The part about using abrasives is more or less true, but it is slower than scraping, by a -lot-. Whitworth essentially settled that question in the 1840's, and laid out some of the issues by which the slower abrasive process also tended to generate its own error set, constantly setting the process back just at the point where things were starting to get flat. He very ably and concisely remarks on and dissects the favor with which abrasives were used because essentially they fooled both the workman and the purchaser by the shiny surface and the apparent amount of sweat expended.

This is an ad for commercial Anderson scrapers, the flat style.

Anderson Scrapers

Anderson Scrapers

They also make a tubular style. They are on somewhat expensive, but can be found at flea markets occasionally, or copied. There are from time to time Chinese imports. KBC used to carry them, then stopped. Kitts did the same. Just an example of one style.
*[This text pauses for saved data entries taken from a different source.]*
PR #2317, opened 2023-09-07
cli: perform upgrades in-place in Terraform workspace

msanft:
### Context

Previously, on an upgrade including Terraform changes, Constellation would create an external folder `./constellation-upgrade/abc/terraform` with a copy of the pre-upgrade Terraform state and the post-upgrade wanted Terraform configuration, and do a `terraform plan` and `terraform apply` there. Only if the upgrade would complete successfully, the folder would be copied from `./constellation-upgrade/abc/terraform` into `./constellation-terraform`. If an upgrade failed, the intermediate state would be lost and users weren't able to use `terraform import` on the intermediate state.

### Proposed change(s)

- On a Terraform (IAM or cluster) upgrade, first back up the corresponding folder (containing the pre-upgrade state) into `./constellation-upgrade/abc/terraform-backup` or `./constellation-upgrade/abc/terraform-iam-backup`
- Then, copy the new embedded Terraform configuration (what the user wants to have post-upgrade) into the `constellation-terraform` or `constellation-iam-terraform` folder.
- Then, show the diff of said folder and apply it if the user confirms.

### Checklist

- [x] Link to Milestone


cli/internal/cmd/iamupgradeapply.go
```diff
@@ -91,16 +88,15 @@ func runIAMUpgradeApply(cmd *cobra.Command, _ []string) error {
 	}
 
 	i := iamUpgradeApplyCmd{
-		fileHandler:   fileHandler,
-		configFetcher: configFetcher,
-		log:           log,
```
daniel-weisse, line 96: `configFetcher` should stay a variable of `iamUpgradeApplyCmd`, otherwise we cannot stub it for unit tests.

cli/internal/cmd/upgradeapply.go
```diff
@@ -271,9 +271,10 @@ func (u *upgradeApplyCmd) migrateTerraform(cmd *cobra.Command, conf *config.Conf
 			}
 			if !ok {
 				cmd.Println("Aborting upgrade.")
-				// Remove the upgrade directory
-				if err := u.fileHandler.RemoveAll(upgradeDir); err != nil {
-					return res, fmt.Errorf("cleaning up upgrade directory %s: %w", upgradeDir, err)
+				// User doesn't expect to see any changes in his workspace after aborting an "upgrade apply",
+				// therefore, roll back to the backed up state.
+				if err := u.clusterUpgrader.RollbackClusterWorkspace(); err != nil {
+					u.log.Debugf("Failed to rollback Terraform workspace: %s", err)
```
daniel-weisse, line 277: We should return an error if the rollback fails, or at least use `cmd.PrintErr`, so the error is always logged, not only with debug output enabled.
In case restoring the backup fails, we should also tell the user where the backup is located so they may restore it manually.

cli/internal/cmd/upgradecheck.go
```diff
@@ -235,9 +235,10 @@ func (u *upgradeCheckCmd) upgradeCheck(cmd *cobra.Command, fetcher attestationco
 		return fmt.Errorf("planning terraform migrations: %w", err)
 	}
 	defer func() {
-		// Remove the upgrade directory
-		if err := u.fileHandler.RemoveAll(upgradeDir); err != nil {
-			u.log.Debugf("Failed to clean up Terraform migrations: %s", err)
+		// User doesn't expect to see any changes in his workspace after an "upgrade plan",
+		// therefore, roll back to the backed up state.
+		if err := u.terraformChecker.RollbackClusterWorkspace(); err != nil {
+			u.log.Debugf("Failed to rollback Terraform workspace: %s", err)
```
daniel-weisse, line 241: Same here.
Since we now write directly into the terraform workspace, we need to tell the user directly if restoring the backup failed.
Just printing it in the debug log is not enough.

cli/internal/cloudcmd/tfupgrade.go
```diff
@@ -52,20 +51,20 @@ func planUpgrade(
 	return hasDiff, nil
 }
 
-// moveUpgradeToCurrent replaces the an existing Terraform workspace with a workspace holding migrated Terraform resources.
-func moveUpgradeToCurrent(fileHandler file.Handler, existingWorkspace, upgradeWorkingDir string) error {
-	if err := fileHandler.RemoveAll(existingWorkspace); err != nil {
-		return fmt.Errorf("removing old terraform directory: %w", err)
+// rollbackToBackup replaces the existing Terraform workspace with the backup.
+func rollbackToBackup(fileHandler file.Handler, workingDir, backupDir string) error {
```
daniel-weisse, line 55:
```suggestion
// restoreBackup replaces the existing Terraform workspace with the backup.
func restoreBackup(fileHandler file.Handler, workingDir, backupDir string) error {
```
naming nit: We don't actually "rollback" any changes in case things go wrong, and this names reads a bit easier imo

cli/internal/terraform/loader_test.go
```diff
@@ -186,21 +186,16 @@ func TestPrepareUpgradeWorkspace(t *testing.T) {
...
 				require.Error(err)
 			} else {
 				require.NoError(err)
 			}
-			checkFiles(t, file, func(err error) { assert.NoError(err) }, tc.newWorkingDir, tc.expectedFiles)
-			checkFiles(t, file, func(err error) { assert.NoError(err) },
-				tc.backupDir,
-				tc.oldWorkspaceFiles,
-			)
+			checkFiles(t, file, func(err error) { assert.NoError(err) }, tc.workingDir, tc.expectedFiles)
```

Dapra sells a version that only takes Dapra inserts. Again, pricey but good for information.

Also a good description of the various power scrapers (Biax)

Most people start out making their own tools, both the scrapers themselves, and, over time the references (straight edges & flats) as need and opportunity arise. Here are some of mine.

Home Made Scrapers

Home Made Scrapers


Most people start out by making a scraper out of an old 12 or 14" flat file. The evolution usually goes toward silver soldering a carbide tip on a flat, scraper shaped piece of steel because it is possible to scrape a lot longer between sharpenings. Unfortunately, carbide requires diamond wheels to shape, or at least diamond (hand) hones to keep sharp.

These are blades for a Biax. The cutting edge geometry is the same for hand or power, an obtuse angle (about 93 deg) on each side of the curved cutting edge for cast iron and most other metals. The blade at the top is for steel, such as the RAMCO sander bed. Mild steel is the only material scraped with a positive (acute) cutting angle; even then only by power scraper since it would be nearly impossible to push by hand.

Biax Blades

Biax Blades


Here are some basic references, a surface plate, and a 30" straightedge. The surface plate was used to scrape the SE.

A Surface Plate and a 30

A Surface Plate and a 30" Straightedge


Straight edges are available up to about 10', but they get difficult to handle over about 5' long.

A good place to read for days on the subject is the Practical Machinist site. Search Scraping, Handscraping, Scraper, Hand scraper, Straight edge, Biax, Dapra, etc.